- WORK INSTRUCTION -
Lines before the one containing "DROOLS-1256 ForceEagerActivationOption and" are left out; output the rest of the data exactly, through the final line.

(Data excerpts)

====

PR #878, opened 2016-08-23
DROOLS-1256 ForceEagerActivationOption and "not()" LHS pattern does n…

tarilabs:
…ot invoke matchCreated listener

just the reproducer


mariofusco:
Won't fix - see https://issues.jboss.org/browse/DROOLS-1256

====

- ANSWER FOR THE TASK -
DROOLS-1256 ForceEagerActivationOption and "not()" LHS pattern does n…

tarilabs:
…ot invoke matchCreated listener

just the reproducer


mariofusco:
Won't fix - see https://issues.jboss.org/browse/DROOLS-1256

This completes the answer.